Saved entries:
PR #848, opened 2026-08-12
feat(contour): read a level as a value and the spacing as a gradient

### LINKED ISSUE #802: feat: support contour and filled contour plots
## Description

Contour plots (`contour`, `contourf`, `geom_contour`, `sns.kdeplot` in 2D, Plotly `contour`) show a scalar field over a plane as iso-value curves. Unsupported today.

## Proposed mapping

The underlying grid is a `heat`. What makes a contour plot a different trace is that the **level** is a first-class object rather than a colour: the reader's questions are "how many levels are there", "how far apart are they here", "where does the 0.05 contour run".

Two navigation modes serve that:

1. **Grid mode** — walk the underlying lattice, as `Heatmap` already does.
2. **Level mode** — pick a level and walk along its curve, which behaves like a line trace.

Level mode is the one that makes the chart legible; grid mode is the cheap fallback. Contour spacing is the visual cue for gradient steepness, so announcing the distance to the neighbouring level carries the information the density of lines conveys visually.

## Difficulty

Medium-to-high. Grid mode alone is low, and shipping it first is a reasonable staging.

jooyoungseo:
Closes #802. **This completes tier B of #814.**

## Why not grid mode

The issue offers two modes and is explicit about their value: *"Level mode is the one that makes the chart legible; grid mode is the cheap fallback."*

It also notes grid mode alone would be reasonable staging — but the lattice underneath a contour **is** a heatmap, and MAIDR already reads one. Shipping grid mode alone would have been a heatmap with a different name, which is exactly the failure this roadmap keeps turning up: a chart read as its parent, sounding confident and saying nothing the parent did not already say.

A contour is structurally one line per level, so `LineTrace` gives navigation, braille and highlighting unchanged, and walking a row walks one iso-value curve. What a line layer cannot give is the two things the chart is read for.

## The level is a value, not a name

Read as a plain line layer the level is a series label at best: the curve says *where* it runs and never *what value* it runs at — the first thing anyone asks of a contour. It goes out on the field's own `z` axis, so the layer's `z` format applies to it, and is read from whichever point of the curve declares it, since the level belongs to the curve.

## Spacing is the gradient

How densely the curves are drawn is the visual cue for how steeply the field changes, and it is **the one thing a reader walking a single curve can never assemble** — a curve says nothing about its neighbours. Each point announces the distance to the nearest point on the adjacent level, taken to whichever neighbour is closer, since that is the gap an eye reads as the gradient there.

In the example fixture the same two curves sit `1` apart at one end and `6.4` apart at the other: a cliff and a plateau, indistinguishable from either curve alone.

### One thing I got wrong first

My test expected `8` at that second point — the distance to the *same-index* vertex on the neighbouring curve. The code returned `6.4`, which is the nearest vertex, and the code was right:

> Two curves of a field are not sampled at the same places, so index *n* of one is simply somewhere else than index *n* of the other.

That's the index-versus-geometry error this roadmap has now produced four times, and it caught me writing the test rather than the code. The fixture pins the geometric answer and **fails when the pairing is reverted**.

The measurement is to the nearest *sampled* point rather than to the nearest place on the segments between samples. That's an over-estimate bounded by the sampling interval, vanishing as the producer samples densely — which contour producers do, since the curve has to look smooth. The code says so rather than leaving it to be discovered.

## The description answers what a curve cannot

- how many levels, and what they are
- whether the step between them is **uniform** — which is what lets a reader treat spacing as a slope, since equal value between curves means the distance between them *is* the gradient. A varying step is named `varies` rather than averaged into a number that would license that reading falsely. **This fails when the averaging is restored.**
- where the levels run closest together, which on the page is where the lines crowd, and which no single-curve walk can find

## Braille

The line encoding. `docs/BRAILLE.md` says why the level **cannot** be encoded rather than merely isn't: it is constant along a curve, so encoding it would spend every cell of a row saying one number and the shape the row exists to convey would be gone. Spacing is a fact about the gap between two rows rather than about any cell, so it is announced — but a multiline display gives it back, since two fingers on adjacent rows feel exactly where the curves converge.

## Verification

- `npm test` — **2426 + 73 passed**, 175 suites
- `npx playwright test --project=chromium contour lineplot multiLineplot` — **57 passed**, the line suites included because this extends them

---


jooyoungseo:
All four addressed in 2eb3026. The second one is the one that mattered, and it was a better catch than "worth considering" suggests.

**1. The orphaned JSDoc — fixed.** `ContourPoint` now sits immediately after `LinePoint`, which is where this file already puts a type that extends another (`MosaicPoint` after `SegmentedPoint`, `SurvivalPoint` after `StepPoint`, `ForestPoint` after `ErrorBarPoint`), and `StepPoint` has its `@example` back.

Worth noting this is the second time in two PRs: #847 had `MANHATTAN`/`VOLCANO` inserted between the waterfall JSDoc and `WATERFALL`. Same edit, same file, same failure mode — appending near a landmark without checking what the landmark is attached to. Two occurrences is a habit, not a slip.

**2. "Number of lines / Points per line / Line names: Line 1, Line 2, Line 3" — you're right, and it undercut the PR's own argument.** The body says the level is a value rather than a name, and then the data table — the part of the description a reader actually consults — labelled every curve with an index into the order the producer happened to emit them in, in a column headed `Line`.

`seriesLabels` now returns `Number of levels / Points per level / Levels / Level`, and `groupNameAt` returns the level itself. The table reads `['X', 'Y', 'Level']` with rows `[0, 0, '0.1']`. That also removed a duplicate: my own `description` was pushing `Number of levels` and `Levels` alongside the inherited `Number of lines` and `Line names`, so the same three curves were counted twice in two vocabularies. Both pushes are gone; the inherited stats carry it, which is what `seriesLabels` is for.

Two edges the move opened, both now covered:
- A single-curve layer has no series list, so the parent says nothing about its level. `Level: 0.05` is pushed for that case, since otherwise the chart's only number would be missing from its own description.
- A curve declaring no level would have inherited `Line 2` — which in a column headed `Level` reads *as* a level. It falls back to the authored `z` if there is one and `Curve 2` otherwise.

Widening `authoredGroupNameAt` to `protected` is what makes that fallback possible without duplicating the parent's logic; `groupNameAt` calling itself would recurse.

**3. The unused `to` — put to use rather than dropped.** The gap is measured to whichever neighbour is nearer, so which side that is changes as the reader walks the curve: on the fixture, curve 0.2 is nearest the 0.1 curve at x=0 and nearest the 0.3 curve at x=10. A bare distance has the reader comparing two numbers taken from opposite sides without knowing it. It goes in the same clause — `Spacing is 1 to level 0.2` — rather than as a second aside, because terse drops aside labels and `, 1, 0.2` would arrive looking like two distances.

**4. Quadratic `steepestPoint` — memoised, and the bound written down.** Your estimate of the risk is right, and it is worth being precise about where it stops being fine: 3 levels × 500 points is ~1.5M distances and imperceptible; 20 levels × 2000 points is ~160M and would visibly hang the description dialog on the UI thread. Memoising does not change the asymptotics, but it does mean at most one such pass per trace lifetime rather than one per dialog open. A spatial index would fix it properly and is not worth the code until someone has that chart.

**One thing you did not flag, found while adding the tests you noted were missing.** `Level step` was computed over `levels.filter(Number.isFinite)`, so a layer where a middle curve declares no level — levels `[1, undefined, 3]` — reported `Level step: 2`, uniform. The step is 1, over two gaps. And a uniform step is precisely the licence a reader needs to treat spacing as a gradient, so that announcement grants it on a chart that does not support it. Now all-or-nothing.

**Tests.** Six new, in a `the description speaks of levels, not lines` block covering the vocabulary, the data table, both fallbacks, the single-curve level, and the step guard. Revert-checked: disabling the `groupNameAt` override fails four (including the pre-existing `counts and names the levels`, which now runs through the new path), and dropping the step guard fails one.

Green: `lint:fix`, `type-check`, `build`, `2433` + `73` unit and component tests, and `contour lineplot multiLineplot` e2e — 57 passed.

---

PROBLEM TO WORK ON:
Your answer must be the lines from the first line of the records through the line containing "Two navigation modes", copied exactly.

TASK RESPONSE:
PR #848, opened 2026-08-12
feat(contour): read a level as a value and the spacing as a gradient

### LINKED ISSUE #802: feat: support contour and filled contour plots
## Description

Contour plots (`contour`, `contourf`, `geom_contour`, `sns.kdeplot` in 2D, Plotly `contour`) show a scalar field over a plane as iso-value curves. Unsupported today.

## Proposed mapping

The underlying grid is a `heat`. What makes a contour plot a different trace is that the **level** is a first-class object rather than a colour: the reader's questions are "how many levels are there", "how far apart are they here", "where does the 0.05 contour run".

Two navigation modes serve that:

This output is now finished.